A “significantly higher than expected” surge in deadline hour PPI payout claims could cost Royal Bank of Scotland (RBS) as much as £900m ($1.1bn).
An additional provision of between £600m ($731m) and £900m will be made in the UK lender’s third quarter results to cover anticipated costs associated with a spike in the number of reports made about mis-sold payment protection insurance policies.
Last week (29 August) was the deadline for customers to file a claim for compensation about a PPI policy they believed to have been illegitimately sold to them by their bank.
RBS received a late rush of PPI payout claims around the deadline
The Financial Conduct Authority (FCA) conducted a long-running public awareness campaign encouraging consumers to make a claim, and reminding them of the cut-off date.
RBS said in a statement: “The volume of claims received during August was significantly higher than expected, with a further spike in the final days leading up to the deadline of 29 August 2019.
“RBS therefore now expects to make an incremental charge for PPI claims, in addition to the provisions recorded to 30 June 2019, in the range of £600m to £900m in its Q3 2019 results, which takes into account claims by the official receiver.
“The processing of claims is ongoing and the ultimate provision recognised could be above or below this range.”
To the end of June 2019, RBS had used £4.9bn ($6bn) of an existing £5.3bn ($6.5bn) provision earmarked for settling PPI compensation claims.
The total amount paid to customers in PPI claims since January 2011 stands at £36bn ($44bn), although the late dash to file claims ahead of the deadline could mean this figure rises sharply as institutions process the last-minute refund applications.
RBS is one of many UK financial institutions receiving PPI payout claims
PPI was a common “add-on” to financial products requiring regular repayments in the UK during the 1990s and 2000s, although some cases date as far back as the 1970s.
The idea was that the insurance would cover the repayments for certain products if the policyholder found themselves unable to make them, for example due to redundancy, illness or death.
Products to which it was attached included loans, credit cards, mortgages, car finance and home shopping accounts.
Around 64 million PPI policies were sold by financial institutions before the FCA ultimately concluded many of these were illegitimate and that consumers could be entitled to a refund.

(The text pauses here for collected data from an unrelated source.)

PR #444, opened 2021-08-13
TEALv4: Transaction Array Changes

ratik21:
## Proposed Changes

Transaction array changes:
+ Array length validation for `appArgs`, `appAccounts`, `appForeignAssets`, `appForeginApps`.
+ From `tealv4`, user can pass "address" directly instead of an index to `tx.Accounts[]` array.
+ From `tealv4`, user can pass offset to `foreginApps`/`foreignAssets` in TEAL, OR pass assetID/appID directly.

### DIFF
--- a/packages/runtime/src/interpreter/interpreter.ts
+++ b/packages/runtime/src/interpreter/interpreter.ts
@@ -136,9 +136,13 @@ export class Interpreter {
   }
 
   /**
-   * Queries appIndex from Txn.ForeignApps or `ctx.tx.apid` (current app if `appIndex==0`).
-   * If appIndex is passed directly, then verifies that appID is present in foreignApps array.
-   * @param appRef index to foreign apps array OR applicationID
+   * Queries appIndex by app reference (offset to foreignApps array OR index directly)
+   * + Since TEALv4, any reference is supported (but it must be present in foreignApps array)
+   * + For older versions, if foreign === true, reference is treated as offset to foreignApps array,
+   * otherwise it is treated as a direct reference.
+   * @param appRef an offset to foreign app array OR appID
+   * @param foreign for older teal versions(<= 3), foreign bool represent if ref is
+   * treated as an offset/appIndex
    * @param line line number
    * https://developer.algorand.org/articles/introducing-algorand-virtual-machine-avm-09-release/
    */
@@ -178,9 +182,13 @@ export class Interpreter {
   }
 
   /**
-   * Queries assetIndex from Txn.ForeignAssets (note: index 0 means first asset in foreign asset array).
-   * If assetIndex is passed directly, then verifies that assetIndex is present in ForeignAssets array.
+   * Queries assetIndex by asset reference (offset to foreignAssets array OR index directly)
+   * + Since TEALv4, any reference is supported (but it must be present in foreign assets array)
+   * + For older versions, if foreign === true, reference is treated as offset to foreignAssets array,
+   * otherwise it is treated as a direct reference.
    * @param assetRef an offset to foreign assets array OR assetID
+   * @param foreign for older teal versions(<= 3), foreign bool represent if
+   * ref is treated as an offset/assetIndex
    * @param line line number
    * https://developer.algorand.org/articles/introducing-algorand-virtual-machine-avm-09-release/
    */
@@ -284,8 +292,9 @@ export class Interpreter {
 
   /**
    * Assets transaction references (apps, assets, accounts) lengths are valid:
-   * 1. The AVM limits the accounts array to no more than 4
-   * 2. Assets and application arrays combined and totaled with the accounts array can not exceed 8
+   * 1. Application args are limited to max. size of 16.
+   * 2. The AVM limits the accounts array to no more than 4
+   * 3. Assets and application arrays combined and totaled with the accounts array can not exceed 8
    * https://developer.algorand.org/articles/introducing-algorand-virtual-machine-avm-09-release/
    */
   assertValidTxArray (): void {
--- a/packages/runtime/src/interpreter/interpreter.ts
+++ b/packages/runtime/src/interpreter/interpreter.ts
@@ -3,15 +3,16 @@ import { encodeAddress, modelsv2 } from "algosdk";
 import { RUNTIME_ERRORS } from "../errors/errors-list";
 import { RuntimeError } from "../errors/runtime-errors";
 import { Runtime } from "../index";
-import { checkIndexBound } from "../lib/compare";
-import { DEFAULT_STACK_ELEM } from "../lib/constants";
+import { checkIndexBound, compareArray } from "../lib/compare";
+import { ALGORAND_MAX_APP_ARGS_LEN, ALGORAND_MAX_TX_ACCOUNTS_LEN, ALGORAND_MAX_TX_ARRAY_LEN, DEFAULT_STACK_ELEM, MaxTEALVersion } from "../lib/constants";
 import { keyToBytes } from "../lib/parsing";
 import { Stack } from "../lib/stack";
 import { parser } from "../parser/parser";
-import type {
+import {
   AccountStoreI, ExecutionMode, Operator, SSCAttributesM,
   StackElem, TEALStack
 } from "../types";
+import { Op } from "./opcode";
 import { Label } from "./opcode-list";
 
 export class Interpreter {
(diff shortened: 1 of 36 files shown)


packages/runtime/src/interpreter/interpreter.ts
```diff
@@ -65,34 +66,160 @@ export class Interpreter {
...
+   * + Since TEALv4, any reference is supported (but it must be present in foreignApps array)
+   * + For older versions, if foreign === true, reference is treated as offset to foreignApps array,
+   * otherwise it is treated as a direct reference.
+   * @param appRef an offset to foreign app array OR appID
+   * @param foreign for older teal versions(<= 3), foreign bool represent if ref is
+   * treated as an offset/appIndex
+   * @param line line number
+   * https://developer.algorand.org/articles/introducing-algorand-virtual-machine-avm-09-release/
+   */
+  getAppID (appRef: number, foreign: boolean, line: number, op: Op): number {
```
amityadav0, line 149: maybe `getAppIDByReference`

packages/runtime/test/integration/consensus.ts
```diff
@@ -0,0 +1,125 @@
+import { aliceAcc, bobAcc } from "@algo-builder/algob/test/mocks/account";
```
amityadav0, line 1: Please update the filename

packages/runtime/src/interpreter/interpreter.ts
```diff
@@ -65,34 +66,160 @@ export class Interpreter {
...
-      if (this.runtime.ctx.tx.apat) {
-        pkBuffer = this.runtime.ctx.tx.apat[Number(accIndex)];
+    if (typeof accountRef === 'bigint') {
+      if (accountRef === 0n) {
+        address = encodeAddress(this.runtime.ctx.tx.snd);
+        account = this.runtime.ctx.state.accounts.get(address);
       } else {
-        throw new Error("pk Buffer not found");
+        const accIndex = accountRef - 1n;
+        checkIndexBound(Number(accIndex), this.runtime.ctx.tx.apat as Buffer[], line);
```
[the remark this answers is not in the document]
ratik21: from algosdk types `txAccounts` can be undefined, but these are executed by stateful ops. So it is only a type hack.

packages/runtime/src/interpreter/interpreter.ts
ratik21: good idea

packages/runtime/src/interpreter/interpreter.ts
```diff
@@ -65,34 +66,160 @@ export class Interpreter {
...
-      let pkBuffer;
-      if (this.runtime.ctx.tx.apat) {
-        pkBuffer = this.runtime.ctx.tx.apat[Number(accIndex)];
+    if (typeof accountRef === 'bigint') {
+      if (accountRef === 0n) {
+        address = encodeAddress(this.runtime.ctx.tx.snd);
+        account = this.runtime.ctx.state.accounts.get(address);
       } else {
-        throw new Error("pk Buffer not found");
+        const accIndex = accountRef - 1n;
```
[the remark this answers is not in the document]
ratik21: Yes it is verified. For `tx.Accounts` index 0 means `txn.sender` & it is 1 indexed (so we decrement accountRef by 1).

packages/runtime/test/integration/consensus.ts
ratik21: what do you suggest?

amityadav0: maybe transaction-array-tests or something related to feature added

ratik21: ok

packages/runtime/src/interpreter/interpreter.ts
```diff
@@ -176,6 +339,7 @@ export class Interpreter {
   execute (program: string, mode: ExecutionMode, runtime: Runtime, debugStack?: number): void {
     this.runtime = runtime;
     this.instructions = parser(program, mode, this);
+    if (mode === ExecutionMode.APPLICATION) { this.assertValidTxArray(); }
```
amityadav0, line 342: we were not doing it before v4. shouldn't we consider that here ? i think this check should only be called after AVM is introduced

packages/runtime/src/interpreter/opcode-list.ts
```diff
@@ -1793,9 +1793,9 @@ export class AppLocalPut extends Op {
     this.assertMinStackLen(stack, 3, this.line);
     const value = stack.pop();
     const key = this.assertBytes(stack.pop(), this.line);
-    const accountIndex = this.assertBigInt(stack.pop(), this.line);
+    const accountRef: StackElem = stack.pop();
```
amityadav0, line 1796: Here we should follow different approach. what if version here is 3 ? the same opcode will behave differently.
so maybe we can use opcodev2, opcodev4 as suggested by robert.

packages/runtime/src/interpreter/opcode-list.ts
```diff
@@ -2023,18 +2024,9 @@ export class GetAssetDef extends Op {
...
-      Number(foreignAssetsIdx),
-      this.interpreter.runtime.ctx.tx.apas as number[], this.line);
-
-    let assetId;
-    if (this.interpreter.runtime.ctx.tx.apas) {
-      assetId = this.interpreter.runtime.ctx.tx.apas[Number(foreignAssetsIdx)];
-    } else {
-      throw new Error("foreign asset id not found");
-    }
-    const AssetDefinition = this.interpreter.getAssetDef(assetId);
```
amityadav0, line 2037: same for all other opcodes

packages/runtime/test/src/interpreter/opcode-list.ts
```diff
@@ -3243,6 +3337,42 @@ describe("Teal Opcodes", function () {
         RUNTIME_ERRORS.TEAL.INDEX_OUT_OF_BOUND
       );
     });
+
+    it("tealv4: should push correct value accepting offset to foreignAssets", () => {
+      interpreter.tealVersion = 4;
```
amityadav0, line 3342: could you please add tests where tealVersion = 3 or less and value accepted is correct (according to v3)?

packages/runtime/test/integration/consensus.ts
```diff
@@ -1,46 +0,0 @@
-import { assert } from "chai";
```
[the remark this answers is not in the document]
ratik21: renamed consensus.ts to tx-array-len.ts

packages/runtime/src/lib/constants.ts
```diff
@@ -25,6 +25,10 @@ export const LogicSigMaxCost = 20000;
 export const MaxAppProgramCost = 700;
 export const LogicSigMaxSize = 1000;
 export const MaxAppProgramLen = 1024;
+export const ALGORAND_MAX_APP_ARGS_LEN = 16;
+export const ALGORAND_MAX_TX_ACCOUNTS_LEN = 4;
+// the assets and application arrays combined and totaled with the accounts array can not exceed 8
+export const ALGORAND_MAX_TX_ARRAY_LEN = 8;
```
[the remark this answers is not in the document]
ratik21: we have already added link to consensus params in go-algorand.

packages/runtime/src/interpreter/interpreter.ts
ratik21: It was before tealv4 as well. We were not doing it. AVM just introduced dynamic size (total len should be 8), and is not version specific (just like pooled transaction fees). Verified on node as well

packages/runtime/test/src/interpreter/opcode-list.ts
ratik21: Previous test follow version <= 3, so that case is already tested. Added new tests for v4.

packages/runtime/src/interpreter/opcode-list.ts
ratik21: I think it's better to resolve an assetId/appId by reference in this case (opcode & function being teal version agnostic). Previously it was confusing resolving these id's in separate ops (we were handling lot of cases). So i prefer to keep this in a single function [https://github.com/algorand/go-algorand/blob/master/data/transactions/logic/eval.go#L3041](https://github.com/algorand/go-algorand/blob/master/data/transactions/logic/eval.go#L3041)

packages/runtime/src/interpreter/opcode-list.ts
ratik21: same

packages/runtime/src/interpreter/opcode-list.ts
amityadav0: Is it possible that this opcode will behave differently in different versions ?
Or am I misunderstanding this here ?

packages/runtime/src/lib/constants.ts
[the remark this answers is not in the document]
amityadav0: could you please be specific ?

There are two reasons for which a PPI repayment claim may have been eligible; either it was mis-sold or the organisation that provided it earned a high level of commission from the sale, but did not inform the customer at the time.
Grounds for claiming a policy was mis-sold included being pressured into buying it, being promised a cheaper rate for buying it, or being told a credit application would be more likely to be accepted if PPI was purchased.
Last month, RBS — along with Santander — was penalised by the UK Competition and Markets Authority over its handling of PPI policy advice, with the regulator reprimanding the bank for failing to provide reminders to almost 11,000 customers over a six-year period.